Menapaki Atsar Bisri Effendy

21 views

Kendati tanggal 17 Agustus diperingati sebagai perayaan hari Kemerdekaan Indonesia dan hari jadi jejaring duniasantri (JDS)—sebagaimana saya telah uraikan pekan lalu (12/8/2023). Namun demikian, 17 Agustus bukanlah tanggal yang membahagiakan sepenuhnya. Sebab, di tanggal ini pula terdapat momen berkabung. Tiga tahun lalu (17/8/2020), Bisri Effendy, Ketua Dewan Pembina Yayasan jejaring duniasantri, wafat, kembali keharibaan Sang Pencipta.

Kabar duka ini, sebenarnya sangat mengagetkan. Banyak yang tidak menyangka dan tak percaya, khususnya keluarga jejaring duniasantri. Pasalnya, di siang harinya pukul 10.00-14.00 WIB, Bisri Effendy bersama pengurus JDS me-launching dua buku karya para santri; Tuhan Maha Rasis? dan Dan Sepatu pun Menertawakanku, dan melakukan pemotongan tumpeng, bentuk syukuran ulang tahun JDS. Pak bisri, begitu biasa dipanggil para pengurus JDS, kala itu kondisinya tampak bugar, wajahnya penuh sumringah, dan banyak senyum. Tak ada tanda apapun.

Advertisements

Apalah daya, Tuhan berkehendak lain. Pak Bisri, setelah rangkaian acara itu, dijemput oleh malaikat Izrail dan berpulang ke rahmatullah. Peribahasa “harimau mati meninggalkan belang, gajah mati meninggalkan gading, orang mati meninggalkan nama”, betul adanya. Rekam jejak kontribusi Bisri Effendy begitu banyak dan kentara. Siapa sangka, hingga usia yang terbilang sepuh, alih-alih istirahat menikmati masanya, ia tetap produktif mengembangkan gerakan literasi (intelektual).
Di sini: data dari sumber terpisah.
PR #3, opened 2020-05-05
Added a function to get a map of a kazoo documents setter functions.

bradfordben:
Adding this for use by kazoo tasks. This will allow tasks to dynamically get a list of attributes it can set on a user from kazoo_documents.

I will pr the users kazoo tasks module in its repo.


kazoo_documents/src/kzd_module_utils.erl
```diff
@@ -30,6 +31,26 @@
...
        ).
 
+%%------------------------------------------------------------------------------
+%% @doc Get a mapping of all setter functions (start with set_) with arity 2 for
+%% a document.
+%% Returns map where the key (Function name without set_) is a binary and the
+%% value (Function name) is an atom.
+%% @end
+%%------------------------------------------------------------------------------
+-spec get_setters(atom()) -> map().
```
jamesaimonetti: Can you spec the `map()`? Maybe `#{kz_term:ne_binary() => atom()}` or whatever it should be?

jamesaimonetti (changes requested):

kazoo_documents/src/kzd_module_utils.erl
bradfordben: 👍

jamesaimonetti:
Merged

bradfordben:
@jamesaimonetti Thanks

Bersama empat rekan lainnya; Zastrouw Ngatawi, Cak Tarno (Founder Cak Tarno Institut/CTI), Mukhlisin, dan Daniel K, Bisry Effendi mendirikan Yayasan bernama jejaring duniasantri. Di sini, ia banyak menularkan ilmunya. Ada dalam bentuk tulisan, hingga mengartikulasikan saat jadi pembicara pendidikan dan latihan (diklat) kepenulisan kalangan santri. Pak Bisri juga dengan penuh kerelaan menawarkan lantai dua rumahnya, yang bercat merah, untuk dijadikan sekretariat JDS (hlm. 170).

Sejak muda, Pak Bisri memainkan peran sebagai peneliti yang menggeluti diskursus keagamaan dan kebudayaan—terutama kebudayaan orang-orang yang terpinggirkan. Ia juga tampil sebagai mentor, khususnya bagi yang berlatar pendidikan pesantren, banyak memberi pemahaman bagaimana melakukan penelitian dengan pendekatan ilmu sosial kritis. Hingga kemudian, lulusan Leiden University, Netherlands ini mendapat penyematan sebagai guru riset bagi banyak anak muda Nahdlatul Ulama (NU).